◆ SOURCE INFORMATION ◆
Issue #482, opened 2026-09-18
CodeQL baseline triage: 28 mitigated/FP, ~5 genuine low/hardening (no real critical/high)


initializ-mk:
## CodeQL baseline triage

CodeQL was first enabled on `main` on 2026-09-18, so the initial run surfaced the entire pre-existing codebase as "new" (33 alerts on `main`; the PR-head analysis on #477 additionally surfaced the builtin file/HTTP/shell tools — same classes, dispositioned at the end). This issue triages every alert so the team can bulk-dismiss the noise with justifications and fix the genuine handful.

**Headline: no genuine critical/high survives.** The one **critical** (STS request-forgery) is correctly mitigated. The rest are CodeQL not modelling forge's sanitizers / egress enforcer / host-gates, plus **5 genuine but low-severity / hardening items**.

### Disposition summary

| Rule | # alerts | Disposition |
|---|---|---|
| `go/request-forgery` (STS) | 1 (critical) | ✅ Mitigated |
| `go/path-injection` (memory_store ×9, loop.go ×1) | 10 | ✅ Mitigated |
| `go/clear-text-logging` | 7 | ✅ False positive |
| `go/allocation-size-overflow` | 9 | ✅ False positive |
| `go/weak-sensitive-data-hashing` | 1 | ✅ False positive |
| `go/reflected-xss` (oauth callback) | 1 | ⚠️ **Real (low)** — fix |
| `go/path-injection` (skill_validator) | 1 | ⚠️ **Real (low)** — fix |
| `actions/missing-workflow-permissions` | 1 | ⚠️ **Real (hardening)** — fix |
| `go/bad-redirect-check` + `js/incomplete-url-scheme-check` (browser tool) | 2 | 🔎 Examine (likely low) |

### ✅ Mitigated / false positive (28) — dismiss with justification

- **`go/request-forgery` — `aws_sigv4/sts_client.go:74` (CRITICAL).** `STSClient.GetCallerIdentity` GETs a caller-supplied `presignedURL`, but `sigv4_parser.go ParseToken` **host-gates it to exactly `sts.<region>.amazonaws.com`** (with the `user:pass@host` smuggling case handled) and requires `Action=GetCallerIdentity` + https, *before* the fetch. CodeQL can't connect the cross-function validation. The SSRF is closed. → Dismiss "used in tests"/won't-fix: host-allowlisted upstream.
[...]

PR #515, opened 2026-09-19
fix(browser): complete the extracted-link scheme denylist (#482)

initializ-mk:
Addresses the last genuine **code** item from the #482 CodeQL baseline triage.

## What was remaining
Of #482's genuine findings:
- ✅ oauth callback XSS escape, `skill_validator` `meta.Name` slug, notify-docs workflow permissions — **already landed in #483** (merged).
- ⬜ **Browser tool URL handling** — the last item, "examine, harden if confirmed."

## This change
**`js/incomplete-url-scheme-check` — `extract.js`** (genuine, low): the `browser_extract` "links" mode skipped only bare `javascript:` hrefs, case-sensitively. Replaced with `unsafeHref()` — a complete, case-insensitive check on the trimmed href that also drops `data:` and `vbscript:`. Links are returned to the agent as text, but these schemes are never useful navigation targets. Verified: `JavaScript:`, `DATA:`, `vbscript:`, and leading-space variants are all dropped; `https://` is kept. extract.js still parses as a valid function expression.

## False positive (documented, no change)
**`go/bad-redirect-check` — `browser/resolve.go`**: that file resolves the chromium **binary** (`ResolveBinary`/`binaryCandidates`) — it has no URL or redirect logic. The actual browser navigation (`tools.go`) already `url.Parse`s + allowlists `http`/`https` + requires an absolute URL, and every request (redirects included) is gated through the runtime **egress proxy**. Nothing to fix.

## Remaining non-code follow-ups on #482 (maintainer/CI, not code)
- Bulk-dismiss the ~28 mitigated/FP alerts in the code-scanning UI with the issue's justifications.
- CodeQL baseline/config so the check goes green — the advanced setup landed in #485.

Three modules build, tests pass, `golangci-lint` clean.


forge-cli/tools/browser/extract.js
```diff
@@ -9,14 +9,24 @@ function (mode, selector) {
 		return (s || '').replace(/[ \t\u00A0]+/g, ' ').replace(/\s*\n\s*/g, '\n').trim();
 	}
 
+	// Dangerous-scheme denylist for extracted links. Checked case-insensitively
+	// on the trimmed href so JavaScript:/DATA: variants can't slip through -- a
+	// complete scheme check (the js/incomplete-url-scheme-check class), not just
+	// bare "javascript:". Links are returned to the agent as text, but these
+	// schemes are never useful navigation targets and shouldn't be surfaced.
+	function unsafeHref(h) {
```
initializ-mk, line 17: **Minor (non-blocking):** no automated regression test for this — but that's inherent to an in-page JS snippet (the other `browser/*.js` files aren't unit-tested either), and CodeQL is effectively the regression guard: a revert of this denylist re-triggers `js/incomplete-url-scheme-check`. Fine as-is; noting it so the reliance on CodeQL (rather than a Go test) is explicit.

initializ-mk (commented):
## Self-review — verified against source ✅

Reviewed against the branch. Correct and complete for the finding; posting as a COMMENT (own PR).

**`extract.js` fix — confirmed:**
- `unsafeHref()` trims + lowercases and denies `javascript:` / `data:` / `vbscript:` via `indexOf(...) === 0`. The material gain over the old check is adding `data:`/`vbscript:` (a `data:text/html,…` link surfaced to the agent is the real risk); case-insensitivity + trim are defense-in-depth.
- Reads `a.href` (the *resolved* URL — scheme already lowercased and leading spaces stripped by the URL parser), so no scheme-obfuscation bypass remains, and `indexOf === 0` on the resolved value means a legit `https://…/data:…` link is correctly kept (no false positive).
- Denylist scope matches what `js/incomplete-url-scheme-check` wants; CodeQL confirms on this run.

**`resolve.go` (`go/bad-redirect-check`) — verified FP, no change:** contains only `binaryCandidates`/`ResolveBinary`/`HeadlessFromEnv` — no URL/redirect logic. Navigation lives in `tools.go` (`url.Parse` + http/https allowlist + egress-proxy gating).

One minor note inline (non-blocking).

* * *

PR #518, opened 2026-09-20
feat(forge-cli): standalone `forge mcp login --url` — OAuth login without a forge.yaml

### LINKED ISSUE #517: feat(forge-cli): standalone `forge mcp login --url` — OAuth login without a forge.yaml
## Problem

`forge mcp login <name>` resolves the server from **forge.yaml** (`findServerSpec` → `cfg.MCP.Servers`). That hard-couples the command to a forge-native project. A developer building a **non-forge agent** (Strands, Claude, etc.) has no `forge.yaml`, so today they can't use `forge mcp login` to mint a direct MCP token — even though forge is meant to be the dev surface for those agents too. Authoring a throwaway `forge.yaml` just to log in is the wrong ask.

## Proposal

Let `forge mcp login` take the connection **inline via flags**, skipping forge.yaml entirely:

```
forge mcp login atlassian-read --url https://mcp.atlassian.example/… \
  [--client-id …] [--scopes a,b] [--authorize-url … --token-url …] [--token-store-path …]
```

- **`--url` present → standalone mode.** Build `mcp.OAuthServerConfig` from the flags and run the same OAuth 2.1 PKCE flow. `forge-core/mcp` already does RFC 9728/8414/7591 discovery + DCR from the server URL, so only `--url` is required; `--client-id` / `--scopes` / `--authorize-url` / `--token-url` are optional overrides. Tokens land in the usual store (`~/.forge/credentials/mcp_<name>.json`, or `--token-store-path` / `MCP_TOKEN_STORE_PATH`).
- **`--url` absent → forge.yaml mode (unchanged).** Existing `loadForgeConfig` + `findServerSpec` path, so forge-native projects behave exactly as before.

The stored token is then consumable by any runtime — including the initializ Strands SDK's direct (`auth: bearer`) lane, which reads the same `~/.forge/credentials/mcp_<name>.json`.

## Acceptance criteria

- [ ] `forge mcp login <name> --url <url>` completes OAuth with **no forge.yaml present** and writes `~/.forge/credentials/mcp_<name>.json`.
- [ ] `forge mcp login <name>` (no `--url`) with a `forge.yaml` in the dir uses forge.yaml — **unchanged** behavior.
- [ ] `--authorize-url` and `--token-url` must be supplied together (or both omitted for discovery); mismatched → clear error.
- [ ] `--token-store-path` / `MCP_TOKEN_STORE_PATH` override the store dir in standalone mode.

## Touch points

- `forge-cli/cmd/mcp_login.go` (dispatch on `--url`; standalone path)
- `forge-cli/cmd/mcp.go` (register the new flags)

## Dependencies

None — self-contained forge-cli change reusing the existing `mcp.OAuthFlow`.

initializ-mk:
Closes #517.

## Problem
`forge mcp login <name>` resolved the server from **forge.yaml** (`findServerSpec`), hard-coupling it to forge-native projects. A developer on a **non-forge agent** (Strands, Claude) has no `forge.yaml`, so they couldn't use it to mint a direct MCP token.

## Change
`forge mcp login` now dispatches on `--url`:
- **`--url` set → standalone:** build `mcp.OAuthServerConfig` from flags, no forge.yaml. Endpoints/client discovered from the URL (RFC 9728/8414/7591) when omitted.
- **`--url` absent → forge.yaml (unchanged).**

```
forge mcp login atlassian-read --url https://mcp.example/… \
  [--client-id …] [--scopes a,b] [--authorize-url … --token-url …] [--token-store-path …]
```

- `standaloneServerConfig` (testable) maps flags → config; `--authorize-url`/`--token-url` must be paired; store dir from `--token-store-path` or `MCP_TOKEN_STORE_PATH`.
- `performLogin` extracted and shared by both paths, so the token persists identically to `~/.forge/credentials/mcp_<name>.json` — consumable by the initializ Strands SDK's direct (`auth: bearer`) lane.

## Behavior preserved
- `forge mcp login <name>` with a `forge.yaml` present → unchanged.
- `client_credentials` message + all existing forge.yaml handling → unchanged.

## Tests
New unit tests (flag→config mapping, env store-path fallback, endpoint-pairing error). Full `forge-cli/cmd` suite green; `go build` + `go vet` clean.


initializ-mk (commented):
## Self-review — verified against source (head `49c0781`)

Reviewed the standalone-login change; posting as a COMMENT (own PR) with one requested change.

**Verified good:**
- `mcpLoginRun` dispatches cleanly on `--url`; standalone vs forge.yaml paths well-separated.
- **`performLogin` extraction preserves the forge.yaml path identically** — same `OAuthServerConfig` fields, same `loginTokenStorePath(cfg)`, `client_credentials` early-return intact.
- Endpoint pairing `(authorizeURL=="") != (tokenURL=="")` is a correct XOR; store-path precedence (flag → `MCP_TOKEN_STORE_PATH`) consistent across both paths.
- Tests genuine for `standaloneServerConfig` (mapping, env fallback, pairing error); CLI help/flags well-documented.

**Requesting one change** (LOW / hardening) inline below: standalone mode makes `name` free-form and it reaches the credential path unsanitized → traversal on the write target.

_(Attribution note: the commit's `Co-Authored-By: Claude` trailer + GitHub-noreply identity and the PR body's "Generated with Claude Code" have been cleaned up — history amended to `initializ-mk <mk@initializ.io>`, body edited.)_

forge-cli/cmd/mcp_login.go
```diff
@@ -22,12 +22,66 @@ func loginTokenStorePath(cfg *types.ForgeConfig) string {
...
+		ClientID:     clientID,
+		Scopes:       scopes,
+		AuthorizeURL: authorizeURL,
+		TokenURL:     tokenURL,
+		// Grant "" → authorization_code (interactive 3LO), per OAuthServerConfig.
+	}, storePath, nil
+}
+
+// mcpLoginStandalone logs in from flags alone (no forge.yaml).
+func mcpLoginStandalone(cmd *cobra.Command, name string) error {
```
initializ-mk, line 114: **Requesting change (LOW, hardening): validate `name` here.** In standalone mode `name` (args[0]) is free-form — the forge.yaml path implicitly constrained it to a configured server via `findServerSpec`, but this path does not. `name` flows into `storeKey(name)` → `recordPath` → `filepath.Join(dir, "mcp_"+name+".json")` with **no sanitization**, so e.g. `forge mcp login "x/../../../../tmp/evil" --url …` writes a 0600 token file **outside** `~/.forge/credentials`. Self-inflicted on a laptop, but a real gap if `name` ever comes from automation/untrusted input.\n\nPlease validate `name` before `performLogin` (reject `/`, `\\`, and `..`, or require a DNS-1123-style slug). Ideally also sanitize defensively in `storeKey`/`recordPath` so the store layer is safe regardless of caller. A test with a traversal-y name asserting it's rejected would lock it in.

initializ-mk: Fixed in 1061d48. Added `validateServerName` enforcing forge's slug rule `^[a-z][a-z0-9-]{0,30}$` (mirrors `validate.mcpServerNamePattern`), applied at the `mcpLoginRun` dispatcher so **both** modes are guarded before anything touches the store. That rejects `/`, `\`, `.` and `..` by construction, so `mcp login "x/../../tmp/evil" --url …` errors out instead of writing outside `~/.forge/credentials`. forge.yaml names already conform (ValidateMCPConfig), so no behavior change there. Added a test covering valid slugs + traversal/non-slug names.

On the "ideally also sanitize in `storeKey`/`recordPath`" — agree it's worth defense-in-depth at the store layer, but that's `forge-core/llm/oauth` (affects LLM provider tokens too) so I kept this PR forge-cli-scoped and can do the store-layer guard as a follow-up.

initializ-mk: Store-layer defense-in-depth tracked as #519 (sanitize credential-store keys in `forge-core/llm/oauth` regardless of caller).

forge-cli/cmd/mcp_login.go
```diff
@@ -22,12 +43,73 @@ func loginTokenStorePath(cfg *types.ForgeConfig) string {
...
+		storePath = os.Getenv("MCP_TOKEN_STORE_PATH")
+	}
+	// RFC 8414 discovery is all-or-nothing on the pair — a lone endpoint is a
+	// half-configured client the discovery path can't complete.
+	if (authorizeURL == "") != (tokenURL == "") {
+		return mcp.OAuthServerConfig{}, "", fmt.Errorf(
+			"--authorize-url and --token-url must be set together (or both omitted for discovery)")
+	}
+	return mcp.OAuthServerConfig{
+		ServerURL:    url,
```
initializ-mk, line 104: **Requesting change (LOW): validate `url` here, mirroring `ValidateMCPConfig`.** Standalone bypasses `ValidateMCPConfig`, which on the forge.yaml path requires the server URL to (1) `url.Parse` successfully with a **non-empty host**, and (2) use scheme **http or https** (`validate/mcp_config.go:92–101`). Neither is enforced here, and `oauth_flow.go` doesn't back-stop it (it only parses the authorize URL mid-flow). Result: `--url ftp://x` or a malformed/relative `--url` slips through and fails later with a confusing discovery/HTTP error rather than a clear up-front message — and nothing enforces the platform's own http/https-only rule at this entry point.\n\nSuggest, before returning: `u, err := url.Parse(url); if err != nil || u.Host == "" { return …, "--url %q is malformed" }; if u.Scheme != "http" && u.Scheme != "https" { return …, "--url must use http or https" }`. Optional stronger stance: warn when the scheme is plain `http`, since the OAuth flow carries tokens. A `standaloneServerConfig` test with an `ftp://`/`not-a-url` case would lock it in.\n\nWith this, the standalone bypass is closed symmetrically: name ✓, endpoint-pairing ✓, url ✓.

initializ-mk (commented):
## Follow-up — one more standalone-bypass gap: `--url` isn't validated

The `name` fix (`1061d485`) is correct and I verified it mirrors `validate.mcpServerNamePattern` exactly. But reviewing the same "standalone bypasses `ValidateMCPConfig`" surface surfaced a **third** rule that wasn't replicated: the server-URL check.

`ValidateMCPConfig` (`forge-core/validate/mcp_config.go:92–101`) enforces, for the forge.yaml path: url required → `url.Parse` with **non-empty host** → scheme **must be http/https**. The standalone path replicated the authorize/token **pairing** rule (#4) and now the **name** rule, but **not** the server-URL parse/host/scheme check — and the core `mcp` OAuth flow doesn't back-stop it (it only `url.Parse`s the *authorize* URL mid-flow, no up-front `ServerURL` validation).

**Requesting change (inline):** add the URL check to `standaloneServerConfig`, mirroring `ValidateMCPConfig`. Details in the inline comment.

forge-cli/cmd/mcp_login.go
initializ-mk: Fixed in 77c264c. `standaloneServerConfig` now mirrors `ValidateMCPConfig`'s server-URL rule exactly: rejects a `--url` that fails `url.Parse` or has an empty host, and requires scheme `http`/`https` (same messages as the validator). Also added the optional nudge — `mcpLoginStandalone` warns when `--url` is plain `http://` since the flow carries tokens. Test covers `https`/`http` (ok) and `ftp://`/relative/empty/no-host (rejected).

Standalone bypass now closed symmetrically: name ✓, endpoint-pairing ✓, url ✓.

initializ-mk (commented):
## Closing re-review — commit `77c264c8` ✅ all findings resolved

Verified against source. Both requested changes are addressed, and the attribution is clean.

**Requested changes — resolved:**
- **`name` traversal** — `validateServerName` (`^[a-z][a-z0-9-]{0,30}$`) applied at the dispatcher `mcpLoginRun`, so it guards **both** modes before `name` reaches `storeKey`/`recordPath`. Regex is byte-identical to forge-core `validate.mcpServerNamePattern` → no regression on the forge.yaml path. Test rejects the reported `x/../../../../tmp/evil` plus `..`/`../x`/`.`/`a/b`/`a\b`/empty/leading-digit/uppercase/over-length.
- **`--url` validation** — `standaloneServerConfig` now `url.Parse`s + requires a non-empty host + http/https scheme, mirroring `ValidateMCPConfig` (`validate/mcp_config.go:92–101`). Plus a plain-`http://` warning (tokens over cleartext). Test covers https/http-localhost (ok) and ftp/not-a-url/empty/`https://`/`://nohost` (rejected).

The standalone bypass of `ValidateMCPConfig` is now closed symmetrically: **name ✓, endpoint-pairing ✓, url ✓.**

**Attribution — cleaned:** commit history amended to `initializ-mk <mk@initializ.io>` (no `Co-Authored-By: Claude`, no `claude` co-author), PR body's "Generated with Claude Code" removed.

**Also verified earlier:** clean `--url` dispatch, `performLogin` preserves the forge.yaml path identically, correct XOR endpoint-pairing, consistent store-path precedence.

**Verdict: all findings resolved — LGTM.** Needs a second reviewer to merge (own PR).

◆ EXERCISE DIRECTIONS ◆
From the records above, reproduce exactly the lines from the one with "Issue #482, opened 2026-09-18" to the one with "## CodeQL baseline triage", both included, and no others.

◆ ANSWER BOX ◆
Issue #482, opened 2026-09-18
CodeQL baseline triage: 28 mitigated/FP, ~5 genuine low/hardening (no real critical/high)


initializ-mk:
## CodeQL baseline triage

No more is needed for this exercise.